DJW理事長 ゲアハルト・ヴィースホイより
欧州と日本はデジタルパートナーシップ連携を強化
緊密化する欧州と日本の連携
ウクライナでの戦争の先行きや世界の政治情勢が再編される可能性など、依然として不透明な状況が続いています。この侵攻による危機に伴い、国際的なパートナーシップと価値観を共有する共同体の重要性が改めて再認識されることとなりました。対ロシア制裁に際して西側諸国が共同歩調を取って実施したアプローチの大部分は、その典型的な指標となるものです。
そして、欧州と日本の外交関係が改めて緊密化しました。ドイツについて見れば、ショルツ首相がアジアでの最初の訪問国として日本を選定したことは、日独関係の重要性を明確に象徴するものであったことは間違いないでしょう(注記)。さらに加えて、今年5月には将来を展望する意義のある日・EU首脳会談が行われました。とはいえ、日欧関係の緊密化については、何もロシアの侵略戦争が開始されてから始められた訳ではなく、それ以前から継続されているのです。
(注記)
4月末にショルツ首相が初めてアジアを訪問した際、独経済界を代表する10名の派遣団を伴っていました。その中には、ゲルハルト・ヴィースホイ氏も含まれており、この訪日は、コロナ禍を経て待ちに待った久方振りの対面での外交会談実現の場となり、日独両国の経済関係を改めて深め、将来に向けて新たな弾みをつける機会となりました。
デジタル化と安全保障政策 - 今後のテーマ -
2019年に発効した日本とEUの自由貿易協定は、両地域間の関係緊密化の礎となるものであるといえます。さらに、この協定は、公式的にも象徴的にも今後に続く様々な協定の土台となるものであり、今後のパートナーシップの戦略的方向性を示すものとして位置付けられるものです。

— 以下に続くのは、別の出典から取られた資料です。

Issue #2792, opened 2026-07-08
[RFC]: Deadline-aware NIC bandwidth arbitration within a priority tier (horizontal QoS)


catyans:
### Summary

TENT's QoS today gives strong **vertical** isolation — link-layer SL/TC (#2525/#2526), per-pool QP allocation (#2759), and SLO-layer deadline/EDF/drop (#2618/#2763/#2764) — all keyed on a request's **priority tier**. What's missing is **horizontal** fairness: when multiple flows in the *same* priority tier contend for one NIC, the NIC's bandwidth is split blindly/equally, with no way to give a tight-deadline flow a larger share.

This RFC proposes an opt-in, deadline-aware bandwidth arbitration within a priority tier, reusing the MLU signal already merged in #2618.

### Motivation (measured)

H20 / ConnectX (mlx5_bond_0), RoCEv2, 2-node, `ib_write_bw` 64 KB, varying concurrent QPs on the **same** NIC:

| concurrent flows (QP) | aggregate Gb/s | per-flow Gb/s |
|---|---|---|
| 1  | 194 | 194 |
| 2  | 387 | 193 |
| 4  | 389 | 97  |
| 8  | 389 | 49  |
| 16 | 389 | 24  |

The NIC saturates at ~388 Gb/s (a single QP can't fill it). Once flows exceed the saturation point, per-flow bandwidth drops as `~ceiling / N` — and the split is **equal/blind**. There is currently no mechanism to let a flow that is about to miss its deadline claim a larger slice of that shared 388 Gb/s.

### Current state

- `SharedSlotManager` provides a coarse, cross-process time-slice rotation (slot 0 = HIGH only, slot 1 = +MEDIUM, slot 2 = all), and `canSend(priority)` only sees the priority tier.
- Within one tier, all flows are treated identically on a contended NIC.

### Proposal (for discussion)

At the send-admission point (around `canSend` in the RDMA worker), introduce a **deadline dimension** for flows within the same tier: prioritize send tokens by predicted MLU (predicted transfer time / remaining deadline window), reusing the MLU computation from #2618.

- **Opt-in, default off** → behavior identical to today's equal split.
- Design options to weigh: weighted-fair-queue over flows, per-deadline token bucket, or MLU-threshold preemption.
- The arbitration *logic* is unit-testable; end-to-end bandwidth re-allocation needs a multi-flow RDMA setup (as with the #2519 MLU work).

### Relation to existing lines

[...]

PR #3780, opened 2026-08-30
[Bugfix][TENT] Predict deadline MLU from a metered wire rate and the bytes ahead

### LINKED ISSUE #3750: [Bug]: TENT deadline predictors disagree on bandwidth, and the drop predictor multiplies worker-queue wait by the request's slice count

SongOf:
## Description

Fixes #3750.

The admission queue's deadline-infeasible drop (RFC #2519 step 3) and the RDMA workers' bandwidth arbitration (RFC #2792) each computed "predicted MLU" from a different bandwidth: the drop from the sum of the selection EWMAs, the arbitration from the constant `default_bandwidth_gbps`. The selection EWMA is fed per-slice latency, so it folds queueing into a "bandwidth"; predicting an `N`-slice request from it multiplies that wait by `N` although the slices wait behind the same backlog concurrently, and one slow completion could flip an irreversible drop.

Both layers now predict completion time as `(bytes_ahead + length) / wire_rate` through one definition, `DeadlineMlu` (`tent/runtime/deadline_mlu.h`), restoring the in-flight term RFC #2519 specified. Review of the first version (thanks @alogfans, @catyans) found that neither input was what it claimed to be, and fixing that reached into the per-slice accounting. Three commits, each building and passing on its own:

1. `[Bugfix][TENT] Return every slice's charge and lane count to the counter that holds it` — the per-slice accounting below (retry re-charge, timeout release, shared-QP ownership), nothing the predictors read yet.
2. `[Bugfix][TENT] Meter the NIC's transmit rate and predict the admission drop from it and the bytes ahead` — `DeadlineMlu`, the transmit meter, `dispatching_bytes_`, `getEstimatedBandwidth()`.
3. `[TENT] Score each arbitration slot against the bytes actually posted ahead of it` — the arbitration reads the meter and the posted backlog, greedily per slot.

**Wire rate.** Each device gains a transmit estimate, `ewma_transmit_bps`, with the selection EWMA's update rule, clamp and link-speed seed, but fed from a **meter**: bytes completed over the time the NIC spent with work posted (`posted_bytes` / `busy_ns` / `busy_since`, `maybeSampleTransmit`), one sample per `transmit_meter_interval_ns` (10 ms), smoothed with `transmit_bandwidth_learning_rate` (0.9 ≈ 10 intervals). Per-completion latency cannot serve: work requests are posted in batches whose timestamps are effectively one and a poll pass stamps its completions alike, so a slice's own post→completion grows with batch depth (R, R/2, R/3, …). Busy time rather than elapsed time, because a workload that bursts and waits otherwise reads its duty cycle as the link rate; the sample is taken only on the last completion of a poll pass; a posted slice that ends without moving its bytes (failed, flushed, timed out) resets the interval. `getEstimatedBandwidth()` returns the aggregate transmit estimate; the arbitration reads the local NIC's. The selection EWMA is main's (#3511): a successful attempt's post→completion time.

**Bytes ahead.** The admission queue charges the bytes of drop-eligible owners it has dispatched and not yet completed (`dispatching_bytes_`, plus what the current pick already took); owners on other transports share the queue but not the NIC. The arbitration reads the NIC's **posted bytes** — what has reached the hardware — not the selector's allocation-time `inflight_bytes`, which already held the slices being ordered; `OrderByUrgency` then scores each slot behind the slots chosen before it (greedy for the first 64, one ranked pass for the rest).

**Per-slice accounting.** The meter and the arbitration only mean something if every charge comes back to the counter it was made on, and with `qp_pools` several worker lanes share a queue pair, so a completion or a timeout sweep on one lane routinely pops slices another lane enqueued. Every accounting a slice carries now names the counter it sits in — `charged_dev`, `posted_dev`, `counted_lane` (atomic, −1 = none) — and whichever path takes it out exchanges the field for −1 and pays back exactly what it read, so no path pays twice, none pays the wrong lane or device, and a fallback rewriting `source_dev_id` or a retry moving between lanes cannot misdirect a release. `owner_worker` routes set entries: a sweeper hands another lane's entry to that lane's reclaim list, drained on its next pass together with entries a teardown left behind. Retries are re-charged on the device they actually post on (`rechargeSlice`, charge-then-swap); a timeout returns the charge of the slice and of everything swept with it (`acknowledge` gained a per-slice callback); a slice resolved while it waited for a re-post is dropped rather than posted; everything a shared QP's poller must find (post timestamp, posted device, set entry) is written inside `submitSlices` before the WR reaches the wire. `selectMultiPath` charges each slice its real length, so release by length balances without a recorded charge size. `DeviceInfo` is 64-byte aligned with its hot counters on separate lines.

**Relation to #3511** (merged while this was in review): it fixed the retry/fallback charge with `charged_dev_id` + `charged_bytes` + a release-then-charge `chargeSliceQuota`. This PR keeps its own mechanism (the exchange discipline above is what a pooled QP's races need, and exact charging removes the need for `charged_bytes`) and follows #3511's semantics on the selection-EWMA sample and on baseline mode tracking no inflight. `quota_accounting_test.cpp` keeps #3511's selector-level cases; its slice-level cases live in `RdmaWorkersChargeTest`.

Known and deliberately left out: `submitSlices` and `acknowledge` hold only the endpoint's read guard, so on a pooled layout two lanes can reach one `BoundedSliceQueue` at once. That race predates this PR and needs a per-QP lock (noted in the `slice_queue_` comment); separate change.

No public API or wire-format changes. New config keys: `transports/rdma/transmit_bandwidth_learning_rate`, `transmit_meter_interval_ns`, `transmit_meter_max_interval_ns`.

## Module

- [x] Docs

## Type of Change

- [x] Bug fix

## How Has This Been Tested?

**Test commands:**
```bash
cd build
cmake --build . -j4
ctest -R 'tent_|admission_queue|bw_arbitration' --output-on-failure
```

**Test results:**
- [x] Unit tests pass — 47/47 in the selection above; full `ctest` 94/98, the 4 failures need NUMA sysfs / a network the container lacks and fail identically on `main` (Ubuntu 22.04 container, rdma-core 39, no RNIC)

All new tests run without hardware. Those that pin a specific line were checked by flipping it (the test then fails).

- `deadline_mlu` / `bw_arbitration_test`: `DeadlineMlu` edge cases; each greedy slot is scored behind the ones before it; bytes ahead favour the tighter window.
- `admission_queue_test`: an owner is dispatched on an idle queue, dropped behind 1 MB of eligible work in flight, dispatched again once it completes; other-transport owners do not count; no bandwidth / no deadline never drops.
- `tent_device_selector_test`: the estimate is independent of batch depth (1..64 slices at one timestamp) and slice size; busy time counts only stretches with work posted; idle gaps and stale intervals are not samples; a reset re-baselines. `DeviceSelectorTransmitAccuracyTest` pins the number over ten successive stretches: a steady wire exact, a bursty one within 0.4 %, a duty cycle to 1e-6, a 4x slowdown followed within 478 ms.
- `tent_quota_accounting_test` (#3511's, re-pointed at the selector API): per-slice charge/release balance incl. a short trailing slice, `chargeDevice`, baseline mode keeps inflight at zero, EWMA gating.
- `tent_rdma_transport_test`:
  - `RdmaWorkersArbitrationTest`: `orderByDeadline` with a live selector — allocated contenders are not counted as queue-ahead, posted work outside the batch is.
  - `RdmaWorkersChargeTest`: a retry is re-charged and its completion teaches the selector; a fallback moves the charge; a charge on an untracked device keeps the old one.
  - `RdmaWorkersCompletionTest` (synthesized `ibv_wc` through `handleCompletion`): success feeds the meter; idle between bursts is not charged; a failed slice ends its stretch without teaching; only the last completion of a pass samples; a resolved slice still leaves the lane count; a COMPLETED sweep keeps the interval, a FAILED one abandons it.
  - `RdmaWorkersSharedQpTest` (a real `RdmaEndPoint` on fake verbs, one QP shared by two lanes): a timeout sweep on lane 0 gives lane 1 its slice back with both sets, counters and charges balanced; teardown leftovers are reclaimed by their lane; a retried slice stays counted and its completion is a transmit sample; a retry polled by the other lane moves ownership; a stale set entry is taken out by the lane holding it; a slice resolved while queued is dropped, not posted; a completion sweep keeps the meter interval.
  - `RdmaWorkersTimeoutTest`: a timed-out slice returns its charge with its endpoint gone or no longer holding it.

## Checklist

- [ ] For changes >500 LOC: I have filed an RFC issue (~1.1k LOC excluding tests; #3750 describes the change and the review comments above the rest — happy to file an RFC if wanted)

## AI Assistance Disclosure

- [ ] No AI tools were used

Claude Code was used for drafting code, tests and comments; every changed line was reviewed by the submitter.

### DIFF
--- a/mooncake-transfer-engine/tent/src/transport/rdma/workers.cpp
+++ b/mooncake-transfer-engine/tent/src/transport/rdma/workers.cpp
@@ -288,6 +288,16 @@ Status Workers::submit(RdmaSliceList& slice_list, int worker_id) {
     }
     auto& worker = worker_context_[worker_id];
 
+    // This lane's set and counter now account for the slices, wherever they
+    // are later swept from. First entry only: a slice arriving here has
+    // never been counted, so there is nothing to move.
+    auto* owned = slice_list.first;
+    for (int i = 0; i < slice_list.num_slices && owned; ++i) {
+        owned->owner_worker.store(worker_id, std::memory_order_relaxed);
+        owned->counted_lane.store(worker_id, std::memory_order_relaxed);
+        owned = owned->next;
+    }
+
     // Get priority from first slice (all slices in list have same priority)
     int priority = PRIO_HIGH;
     if (slice_list.first && slice_list.first->task) {
@@ -317,6 +327,22 @@ void Workers::submitFromTick(WorkerContext& worker, RdmaSlice* slice) {
     if (slice && slice->task) {
         priority = slice->priority;
     }
+    // This lane's queue and counter are about to account for the slice, so
+    // move the count here before it is visible on the queue. With a shared
+    // queue pair the lane re-queueing the slice is the one that polled the
+    // completion, not necessarily the one that first enqueued it: whichever
+    // lane still counts it is paid back in the same exchange, so the slice
+    // is never in two counts or in none. A sweep that already discounted it
+    // left -1 behind and there is nothing to pay.
+    if (slice) {
+        const int lane = laneIndex(worker);
+        slice->owner_worker.store(lane, std::memory_order_relaxed);
+        const int prev =
+            slice->counted_lane.exchange(lane, std::memory_order_acq_rel);
+        if (prev >= 0 && prev != lane && prev < (int)num_workers_)
+            worker_context_[prev].inflight_slices.fetch_sub(1);
+        if (prev != lane) worker.inflight_slices.fetch_add(1);
+    }
     // The worker must never block on its own queue (issue #3637): a full
     // queue parks the slice in requeue_overflow and the next tick retries.
     // Either way it stays counted as inflight, which keeps the worker from
@@ -324,7 +350,6 @@ void Workers::submitFromTick(WorkerContext& worker, RdmaSlice* slice) {
     if (!worker.queues[priority].try_push(slice_list)) {
         worker.requeue_overflow.emplace_back(priority, slice_list);
     }
-    worker.inflight_slices.fetch_add(1);
 }
 
 Status Workers::cancel(RdmaTask* task) {
@@ -347,82 +372,125 @@ Status Workers::cancel(RdmaTask* task) {
     return Status::OK();
 }
 
-bool Workers::cancelUnpostedSlice(WorkerContext& worker, RdmaSlice* slice) {
-    if (!slice || !slice->task ||
+void Workers::rechargeSlice(RdmaSlice* slice, int dev_id) {
+    if (!device_selector_ || !slice || dev_id < 0) return;
+    if (slice->charged_dev.load(std::memory_order_relaxed) == dev_id) return;
+    if (auto status = device_selector_->chargeDevice(dev_id, slice->length);
+        !status.ok()) {
+        // A device the selector does not track (a topology/quota mismatch).
+        // The transfer can still go, so the slice is not failed; it keeps
+        // the charge it has, if any, so the release stays balanced -- but
+        // this NIC's load is under-counted, so say so (rate-limited).
+        LOG_EVERY_N(WARNING, 100)
+            << "rechargeSlice: device " << dev_id
+            << " is not tracked by DeviceSelector; slice " << slice
+            << " keeps its previous charge: " << status.ToString();
+        return;
+    }
+    // Charge the new device before letting go of the old one, so a release
+    // racing in between pays back whichever device is on record and never
+    // both, and never one that has not been charged. No latency sample --
+    // this is not a completion.
+    const int prev =
+        slice->charged_dev.exchange(dev_id, std::memory_order_acq_rel);
+    if (prev >= 0) device_selector_->release(prev, slice->length, 0.0);
+}
+
+bool Workers::dropUnpostableSlice(WorkerContext& worker, RdmaSlice* slice) {
+    if (!slice || !slice->task) return false;
+    // Two reasons not to post. The caller cancelled the transfer; or another
+    // lane already resolved this slice while it waited here for a re-post --
+    // with a shared queue pair that lane's timeout sweep can still reach it
+    // through a set entry it has not drained. Posting a resolved slice would
+    // move bytes for a transfer that is already over.
+    if (slice->word == PENDING &&
         !slice->task->cancel_requested.load(std::memory_order_acquire))
         return false;
-    if (slice->word == PENDING) {
-        releaseSliceQuota(device_selector_.get(), slice);
-        updateSliceStatus(slice, CANCELED);
-    }
-    worker.inflight_slices.fetch_sub(1);
+    // Retire it the way a sweep would -- charge, count and set entry all go
+    // back where they came from, each idempotently, since whichever path
+    // resolved the slice may already have run them -- and updateSliceStatus
+    // is a no-op once the slice is terminal.
+    retireSweptSlice(worker, slice, nullptr);
+    updateSliceStatus(slice, CANCELED);
     return true;
 }
 
-void Workers::releaseSliceQuota(DeviceSelector* selector, RdmaSlice* slice,
-                                double latency) {
-    if (!slice || !slice->quota_charged || !selector) return;
-    // Release against the device the bytes were actually charged on, and unwind
-    // exactly the bytes that were charged, not the current routing NIC or the
-    // slice length: a fallback re-route can leave source_dev_id pointing at a
-    // different device, and the allocator's per-slice estimate can differ from
-    // slice->length.
-    selector->release(slice->charged_dev_id, slice->charged_bytes, latency);
-    slice->quota_charged = false;
-    slice->charged_dev_id = -1;
-    slice->charged_bytes = 0;
+void Workers::releaseSliceQuota(RdmaSlice* slice, double latency) {
+    if (!slice || !device_selector_) return;
+    // The field names the device it was charged to, so the release goes
+    // there even if a fallback has since rewritten source_dev_id.
+    const int charged =
+        slice->charged_dev.exchange(-1, std::memory_order_acq_rel);
+    if (charged >= 0)
+        device_selector_->release(charged, slice->length, latency);
 }
 
-void Workers::chargeSliceQuota(DeviceSelector* selector, RdmaSlice* slice) {
-    // Reconcile the inflight charge so it lands on the device the slice will
-    // actually post on (slice->source_dev_id) and reflects the slice's real
-    // length. This keeps DeviceSelector's per-NIC inflight view both symmetric
-    // with releaseSliceQuota and an accurate load signal, across three paths
-    // that would otherwise skew local telemetry:
-    //   - initial allocate: the aggregated allocator charges a per-slice
-    //     estimate (ceil(total/num_slices)); convert it to the exact length so
-    //     inflight equals the bytes really put on the wire.
-    //   - fallback re-route: the charge was made on the originally selected NIC
-    //     but the slice now posts on a different one -> migrate the charge.
-    //   - retry: the previous attempt released the quota, so re-enter the
-    //     inflight view instead of running uncounted.
-    if (!selector || slice->source_dev_id < 0) return;
-    if (slice->quota_charged && slice->charged_dev_id == slice->source_dev_id &&
-        slice->charged_bytes == slice->length)
-        return;  // already charged exactly this slice's length on the right NIC
-    if (slice->quota_charged) {
-        // Stale device and/or estimate -> unwind exactly what was charged
-        // first. Order is deliberate: releasing before charging makes inflight
-        // dip slightly below reality for the instant between the two calls,
-        // whereas charging first would transiently double-count during a
-        // fallback migration. inflight is only a scoring signal (not an
-        // admission gate), so a momentary dip merely perturbs one selection,
-        // while a double-count would over-penalize the NIC -- the dip is the
-        // lesser, intended bias.
-        selector->release(slice->charged_dev_id, slice->charged_bytes, 0.0);
-        slice->quota_charged = false;
-        slice->charged_dev_id = -1;
-        slice->charged_bytes = 0;
+Workers::WorkerContext* Workers::ownerContext(const RdmaSlice* slice) {
+    if (!worker_context_ || !slice) return nullptr;
+    const int lane = slice->owner_worker.load(std::memory_order_relaxed);
+    if (lane < 0 || lane >= (int)num_workers_) return nullptr;
+    return &worker_context_[lane];
+}
+
+int Workers::laneIndex(const WorkerContext& worker) const {
+    if (!worker_context_) return -1;
+    return static_cast<int>(&worker - worker_context_);
+}
+
+bool Workers::routeSetRemoval(WorkerContext& self, RdmaSlice* slice) {
+    // Two sets can hold an entry for one slice: a retry re-queued by another
+    // lane moves ownership while the lane it left still holds the old
+    // entry. So this lane takes out whatever it holds itself, and the
+    // owning lane, if it is somebody else, is handed the slice regardless --
+    // a hand-over for an entry it does not hold costs one erase of nothing.
+    const bool mine = self.inflight_slice_set.count(slice) > 0;
+    auto* owner = ownerContext(slice);
+    if (owner && owner != &self) {
+        std::lock_guard<std::mutex> lock(owner->reclaim_mutex);
+        owner->reclaimed.push_back(slice);
     }
-    // Charge this slice's real length on the routing NIC. Only commit the
-    // bookkeeping if the charge actually succeeded, so a failed charge is never
-    // released later (which would underflow the counter).
-    Status status = selector->chargeDevice(slice->source_dev_id, slice->length);
-    if (status.ok()) {
-        slice->charged_dev_id = slice->source_dev_id;
-        slice->charged_bytes = slice->length;
-        slice->quota_charged = true;
-    } else {
-        // The routing NIC is not tracked by DeviceSelector (a topology/quota
-        // mismatch, e.g. a device that never entered devices_). The data
-        // transfer can still proceed, so we do not fail the slice, but the
-        // slice runs without inflight accounting -- surface it (rate-limited on
-        // the hot path) instead of silently under-counting the device's load.
-        LOG_EVERY_N(WARNING, 100)
-            << "chargeSliceQuota: source_dev_id " << slice->source_dev_id
-            << " is not tracked by DeviceSelector; slice " << slice
-            << " proceeds without inflight accounting: " << status.ToString();
+    return mine || !owner || owner == &self;
+}
+
+void Workers::retireSweptSlice(WorkerContext& self, RdmaSlice* slice,
+                               std::vector<RdmaSlice*>* deferred) {
+    if (!slice) return;
+    releaseSliceQuota(slice);
+    discountFromOwner(self, slice);
+    if (!routeSetRemoval(self, slice)) return;
+    if (deferred)
+        deferred->push_back(slice);
+    else
+        self.inflight_slice_set.erase(slice);
+}
+
+void Workers::discountFromOwner(WorkerContext& self, RdmaSlice* slice) {
+    if (!slice) return;
+    // Several paths can reach one slice -- its own completion, another
+    // lane's sweep of a shared queue pair, this lane's timeout pass -- and
+    // only the first of them takes it out of the count: the field says
+    // which lane's, and comes back -1 for everyone after.
+    const int lane =
+        slice->counted_lane.exchange(-1, std::memory_order_acq_rel);
+    if (lane < 0) return;
+    const bool known = worker_context_ && lane < (int)num_workers_;
+    (known ? worker_context_[lane] : self).inflight_slices.fetch_sub(1);
+}
+
+void Workers::drainReclaimed(WorkerContext& worker) {
+    std::vector<RdmaSlice*> taken;
+    {
+        std::lock_guard<std::mutex> lock(worker.reclaim_mutex);
+        if (worker.reclaimed.empty()) return;
+        taken.swap(worker.reclaimed);
     }
+    for (auto* slice : taken) worker.inflight_slice_set.erase(slice);
+}
+
+void Workers::markPosted(WorkerContext& worker, RdmaSlice* slice,
+                         uint64_t post_ts) {
+    slice->submit_ts = post_ts;
+    worker.inflight_slice_set.insert(slice);
 }
 
 std::shared_ptr<RdmaEndPoint> Workers::getEndpoint(Workers::PostPath path) {
@@ -532,7 +600,7 @@ void Workers::asyncPostSend() {
         if (slice_list.num_slices == 0) continue;
         auto slice = slice_list.first;
         for (int id = 0; id < slice_list.num_slices; ++id) {
-            if (cancelUnpostedSlice(worker, slice)) {
+            if (dropUnpostableSlice(worker, slice)) {
                 slice = slice->next;
                 continue;
             }
@@ -540,13 +608,13 @@ void Workers::asyncPostSend() {
             if (!status.ok()) {
                 LOG(ERROR) << "Failed to generate post path for slice " << slice
                            << ": " << status.ToString();
-                releaseSliceQuota(device_selector_.get(), slice);
+                releaseSliceQuota(slice);
                 updateSliceStatus(slice, slice->task->cancel_requested.load(
                                              std::memory_order_acquire)
                                              ? CANCELED
                                              : FAILED);
-                worker.inflight_slices.fetch_sub(1);
-            } else if (cancelUnpostedSlice(worker, slice)) {
+                discountFromOwner(worker, slice);
+            } else if (dropUnpostableSlice(worker, slice)) {
                 slice = slice->next;
                 continue;
             } else {
@@ -566,7 +634,7 @@ void Workers::asyncPostSend() {
         if (slices.empty()) continue;
         slices.erase(std::remove_if(slices.begin(), slices.end(),
                                     [&](RdmaSlice* slice) {
-                                        return cancelUnpostedSlice(worker,
+                                        return dropUnpostableSlice(worker,
                                                                    slice);
                                     }),
                      slices.end());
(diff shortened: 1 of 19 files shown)


catyans:
The new arbitration `bytes_ahead` is not actually the number of bytes ahead of the candidates being ordered. `DeviceSelector::allocate()` charges every slice before it enters the worker queues, so by the time `asyncPostSend()` calls `getInflightBytes()`, that value already includes every slice in the current `slices` vector (and may include work queued behind it). Passing the full value to `PredictedMlu()` and then adding `flow.length` counts the current slice twice and treats all of its siblings as preceding it. This differs from the admission model, where `dispatching_bytes_` excludes the owner currently being evaluated and grows only after an earlier owner is selected.

There is a complementary undercount on retry: the CQ/error paths call `releaseSliceQuota()` before `submit(slice)`, which clears `quota_charged`, but `source_dev_id` remains non-negative. `selectOptimalDevice()` therefore skips `DeviceSelector::allocate()` on the retry, so the retry is never charged again; its eventual completion also cannot feed either EWMA because `releaseSliceQuota()` sees the flag already clear.

Please make the queue-ahead accounting represent only work that actually precedes a candidate, and re-establish the selector charge for each retried attempt. At minimum, arbitration should exclude the current candidate set from the pre-existing inflight term and then account for ordering explicitly. A production-path regression test should allocate multiple differently sized slices, pass them through worker arbitration, and verify each computed queue-ahead value; a second test should fail and retry a charged slice, then verify inflight remains balanced and the successful retry contributes a transmit sample.

mooncake-transfer-engine/tent/src/transport/rdma/workers.cpp
```diff
@@ -684,7 +719,13 @@ void Workers::asyncPollCq() {
                 (slice->submit_ts - slice->enqueue_ts) / 1000.0;
             double inflight_lat = (poll_ts - slice->submit_ts) / 1000.0;
             double overall_lat_sec = (poll_ts - slice->enqueue_ts) / 1e9;
-            releaseSliceQuota(slice, overall_lat_sec);
+            // Only a successful completion measures wire time; a burst of
+            // flush completions would drag the transmit estimate down for
+            // hundreds of completions.
+            double transmit_lat_sec = wc[i].status == IBV_WC_SUCCESS
+                                          ? (poll_ts - slice->submit_ts) / 1e9
+                                          : 0.0;
```
alogfans: **Blocking: the transmit EWMA still includes queueing within a posted batch**

`transmit_latency = poll_ts - submit_ts` is not a wire-only service-time sample when several WRs are posted together. Their `submit_ts` values are nearly identical, while completions arrive serially, so equal-sized WRs produce samples approximately `R, R/2, R/3, ...`. CQ polling delay is included as well.

Consequently, the learned rate decreases with batch depth and can converge near the lower clamp even on a healthy link. Since `bytes_ahead` is then added separately, this also counts part of the NIC/QP queueing twice and may cause false, irreversible deadline drops.

Could we instead derive the estimate from device-level completed bytes over elapsed time, or from non-overlapping service intervals? A regression test should post/model multiple equal-sized slices at the same timestamp and verify that the estimate remains approximately independent of batch size.

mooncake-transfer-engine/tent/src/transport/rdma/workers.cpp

将来を見据えると、デジタル化が重要な役割を果たすことは間違いありません。技術とその応用範囲は、国際的な協力関係におけるほぼすべての分野に及んでいます。そして、日独両国共にこの分野では国際比較においてまだキャッチアップせねばならない必要性があります。日本は特に地方でのデジタル化をさらに推進する必要があり、ここでは海外のパートナーとの協力にも頼っていかねばなりません。今回新たに合意された日・EUデジタルパートナーシップは、その重要性の表れです。データフロー、安全保障政策、データ授受促進、イノベーション、グリーン・インターネット・インフラの構築・規制等の幅広いテーマに及ぶものです。両国とも、協定を迅速に実施する予定であることを強調しています。イノベーション推進力が重要な経済的要因となるのは間違いありませんが、加えて、安全保障政策が殊更に重要なテーマとなるでしょう。
また、日欧はグローバルゲートウェイプログラムの枠組みでの協力関係強化について合意しました。これで、民主主義国家が再び第三国にとって魅力的なパートナーとなることにより、シナジー効果も期待できるのです。
これらを成功裡に実現するには、間違いなくまだまだ多くの努力が必要です。とはいえ、2021年の日・EU間の貿易量が(2019年に比べて)増加している事実に加え、企業や産業界関係者からはポジティブな兆候が出てきています。そして最後になりますが、ウクライナ紛争とそれに伴う民主主義諸国における共通の価値観の認識により、国際的な協力強化に向けた更なる意欲が高まったことが確認されたことが何よりも重要です。